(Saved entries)
PR #1018, opened 2019-04-04
support generated dataset for eval

### LINKED ISSUE #798: Support raw datapoint input for atlas-eval
There is a growing use-case around running atlas stack language evaluation on timeseries data that does not reside in Atlas and may not even be reported from the on instance client. It would really benefit us to use the atlas-eval library in a mode where the input form is a Stream of DataPoint messages, where DataPoint could look like `(ts: Long, value: Double, tags: Map[String, String])` 

This will help use cases targeted at alerting on streaming data, where users want to run some form of alerting but can't today, unless they store this data into Atlas. From an Atlas-Alerting perspective, this will help us on-board other time series data sources, while still adhering to the stack language as the DSL standard.

brharrington:
Adds a `evaluator.createDatapointProcessor(DataSources)` method
that can be used to process a generated set of datapoints rather
than getting data from an LWC cluster. This can be used for tests
or for using Atlas expressions over arbitrary event streams.

Fixes #798.

/cc @vshirikian @ruchirj

### DIFF
--- a/atlas-eval/src/main/scala/com/netflix/atlas/eval/stream/Evaluator.java
+++ b/atlas-eval/src/main/scala/com/netflix/atlas/eval/stream/Evaluator.java
@@ -45,6 +45,10 @@ import java.time.Duration;
 import java.util.Arrays;
 import java.util.Collections;
 import java.util.HashSet;
+import java.util.LinkedHashMap;
+import java.util.List;
+import java.util.Map;
+import java.util.Objects;
 import java.util.Set;
 import java.util.stream.Collectors;
 
@@ -103,6 +107,28 @@ public final class Evaluator extends EvaluatorImpl {
    */
   public Processor<DataSources, MessageEnvelope> createStreamsProcessor() {
     return createStreamsProcessorImpl();
+  }
+
+  /**
+   * Creates a processor that evaluates a fixed set of expressions against the stream of
+   * time grouped datapoints. The caller must ensure:
+   *
+   * <ul>
+   *   <li>All data sources have the same step size. This is required because there is a
+   *       single input datapoint stream with a fixed step.</li>
+   *   <li>There should be a single group for each step interval with timestamps aligned to
+   *       the step boundary.</li>
+   *   <li>Operations are feasible for the input. Time based operators may or may not work
+   *       correctly depending on how the timestamps for the input groups are determined.
+   *       For use-cases where the the timestamps are generated arbitrarily, such as incrementing
+   *       for each group once a certain number of datapoints is available, then operators
+   *       based on a clock such as {@code :time} will have bogus values based on the arbitrary
+   *       times for the group. If the data is a snapshot of an actual stream, then time based
+   *       operators should work correctly.</li>
+   * </ul>
+   */
+  public Processor<DatapointGroup, MessageEnvelope> createDatapointProcessor(DataSources sources) {
+    return createDatapointProcessorImpl(sources);
   }
 
   /**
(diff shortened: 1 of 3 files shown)


brharrington:
Example of usage from java using rxjava2:

```java
import akka.actor.ActorSystem;
import akka.stream.ActorMaterializer;
import com.netflix.spectator.api.NoopRegistry;
import com.typesafe.config.Config;
import com.typesafe.config.ConfigFactory;
import io.reactivex.Flowable;
import org.reactivestreams.Processor;

import java.time.Duration;
import java.util.Iterator;
import java.util.LinkedHashMap;
import java.util.Map;
import java.util.Random;

/**
 * Simulates performing an evaluation over a stream of events using arbitrary batches of
 * 5k events and assigning a synthetic timestamp that is effectively the batch number.
 */
public class Example {

  public static void main(String[] args) {

    // Setup evaluator
    Config config = ConfigFactory.load();
    ActorSystem system = ActorSystem.create();
    ActorMaterializer mat = ActorMaterializer.create(system);
    Evaluator evaluator = new Evaluator(config, new NoopRegistry(), system);

    // The step for this example is 1 as we are basically just using the timestamps as a
    // batch number
    Duration step = Duration.ofSeconds(1L);

    // Set of datasources is fixed, would be generated from something like an ACA or
    // alert config
    Evaluator.DataSources sources = Evaluator.DataSources.of(
        new Evaluator.DataSource("0", step, uri("name,cpu,:eq,:avg,$name,:legend")),
        new Evaluator.DataSource("1", step, uri("name,requests,:eq,:sum,$name,:legend")),
        new Evaluator.DataSource("2", step, uri("name,latency,:eq,:max,$name,:legend")),
        new Evaluator.DataSource("3", step, uri("name,errors,:eq,:sum,(,node,),:by,$node,:legend"))
    );

    // Process data
    Processor<Evaluator.DatapointGroup, Evaluator.MessageEnvelope> processor =
        evaluator.createDatapointProcessor(sources);
    Flowable.fromIterable(generateData())
        .buffer(5000)
        .zipWith(
            Flowable.range(0, Integer.MAX_VALUE),
            (ds, i) -> new Evaluator.DatapointGroup(i * 1000, ds))
        .subscribe(processor);
    Flowable.fromPublisher(processor)
        .take(100)
        .blockingIterable()
        .forEach(msg -> System.out.println(msg.getId() + " -> " + msg.getMessage().toJson()));

    // Shutdown actor system
    system.terminate();
  }

  private static String uri(String expr) {
    return "http://localhost/api/v1/graph?q=" + expr;
  }

  //////////////////////////////////////////////////////////////////
  // Generate some random data for the example...

  private static Map<String, String> map(String... vs) {
    Map<String, String> tags = new LinkedHashMap<>();
    for (int i = 0; i < vs.length; i += 2) {
      tags.put(vs[i], vs[i + 1]);
    }
    return tags;
  }

  private static Iterable<Evaluator.Datapoint> generateData() {
    return () -> new Iterator<>() {
      private int i = 0;
      private Random random = new Random();

      @Override public boolean hasNext() {
        return true;
      }

      @Override
      public Evaluator.Datapoint next() {
        switch (i++ % 7) {
          case 0: // cpu
            return new Evaluator.Datapoint(
                map("name", "cpu", "node", "" + (i / 4 % 8)),
                random.nextDouble() * 100.0);
          case 1: // latency
            return new Evaluator.Datapoint(
                map("name", "latency", "node", "" + (i / 4 % 8)),
                random.nextDouble());
          case 2: // RPS, assume each request is a separate datapoint. Weight it so there are
          case 3: // more requests than errors
          case 4:
          case 5:
            return new Evaluator.Datapoint(
                map("name", "requests", "node", "" + (i / 4 % 8)),
                1.0);
          default: // errors
            return new Evaluator.Datapoint(
                map("name", "errors", "node", "" + (i / 4 % 8)),
                1.0);
        }
      }
    };
  }
}
```

ruchirj:
👍 looks good, thanks!

copperlight:
The example requires a snapshot build until a new release can be cut that includes the changes:

```
repositories {
    maven {
        url 'http://oss.jfrog.org/oss-snapshot-local'
    }
}

dependencies {
    compile 'io.reactivex.rxjava2:rxjava:2.+'
    compile 'com.netflix.atlas_v1:atlas-eval_2.12:1.6.0-SNAPSHOT'
}
```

WORK ITEM: There is a line with "because there is a" and a line with "the step boundary.</li>" above. Copy exactly those two lines and all lines between them, with nothing else.

RESPONSE TO THE EXERCISE:
+   *   <li>All data sources have the same step size. This is required because there is a
+   *       single input datapoint stream with a fixed step.</li>
+   *   <li>There should be a single group for each step interval with timestamps aligned to
+   *       the step boundary.</li>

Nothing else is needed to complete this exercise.